Thursday, March 16, 2006

 

Unos duermen; otros, no.



CAPITULO I

El día que conocí al Albatros murió mi hermano. El destino puso en la balanza todo lo bueno y lo malo de la vida en un mismo momento. A mis veintiséis años, me sentía lleno de energía. Hasta ese momento veía la existencia con naturalidad, sin comprender que hay un hilo delgado entre la respiración que nos brinda el aire y la ausencia que nos lo quita. Aquella tarde, luego del almuerzo, pasaba caminando frente al Europeo cuando sentí una mirada clavada sobre mi. Temí que fuera Pinillos pero al cabo de unos pasos, escuché una voz suave que me dijo, -¡oiga usted!

Me volteé, sintiendo como los ojos del Albatros penetraban los míos.

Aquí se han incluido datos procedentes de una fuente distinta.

PR #2121, opened 2024-01-21
fix(dialog): broken animation

TheEhsanSarshar:


natew:
This needed an animatableDefaults fix i put into master as it should handle that automatically. We should add a test for that actually if you get a chance to be sure it sets x=0 y=0 by default if you don't so we don't regress there again.

PR #2122, opened 2024-01-21
feat(theme names): short css theme names initial changes

byteab:


packages/site-config/src/tamagui.config.ts
```diff
@@ -211,11 +211,18 @@ const monoFont = createGenericFont(
   }
 )
 
+let themeKeysOnly = Object.fromEntries(
+  Object.entries(themesIn).map(([key], index) => [key, index])
```
natew, line 215: Can't we just use the index of the array and just use Object.keys()?

natew: Ohh i see its for type compat

packages/web/src/createTamagui.ts
```diff
@@ -84,9 +84,7 @@ export function createTamagui<Conf extends CreateTamaguiProps>(
       )
 
   if (configIn.themes) {
-    const noThemes = areThemesJustNames
-      ? false
-      : Object.keys(configIn.themes).length === 0
+    const noThemes = areThemesJustNames ? true : Object.keys(configIn.themes).length === 0
```
natew, line 87: How hard is backward compat?

PR #2129, opened 2024-01-22
fix(site:tint-glow): get stuck at the bottom fast scroll

TheEhsanSarshar:


natew:
had to do a few more things to get it right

Verónica era una mujer joven, al principio de sus veinte. Ansiaba explorar un mundo aún desconocido. Su mirada demarcaba esperanza al tiempo en que sus gestos se apoderaban de los sentidos. Muchas veces imaginé aquellas facciones suaves dibujadas, unos pómulos curvos que terminaban donde comenzaba una nariz ascendente, prolongada hasta unas cejas tupidas, erigidas como riscos.

- Mucho gusto, Verónica Valdenbero - dijo en un tono seguro alargando su brazo para estrecharme la mano.

-El gusto es mío, Boris Estefan.

- Siempre te veo pasar por aquí.

- Trabajo en una oficina de abogados cerca.

- Ten mi teléfono, un día de estos podemos tomar un café.

- Claro que sí.

Lo guardé y continué mi camino hacia la firma Pinillos, Barros & Segrera ubicada cerca al edificio del periódico El Tiempo, al lado de los Juzgados Civiles Municipales y al Tribunal Superior de Bogotá. Desde hacía meses esperaba conocer a aquella mujer que finalmente y por su propia iniciativa me había abordado. El Albatros se presentaba como una puerta en mi vida, a través de la cual, saldría de una cotidianidad generada por un trabajo monótono. Entré a una edificación que por fuera dejaba entrever el paso de los años, pero que por dentro había sido remodelada a fin de alojar las oficinas más elegantes y prestigiosas de la Capital. Pisos de mármol, lámparas de cristal traídas desde Bohemia y papeles de colgadura importados desde Francia, eran algunas de las decoraciones utilizadas en la recepción y en los corredores. El doctor Segrera me llamó a su despacho con un rostro serio y adusto. Caminé hacia él con temor imaginando lo que Pinillos le hubiera podido haber dicho.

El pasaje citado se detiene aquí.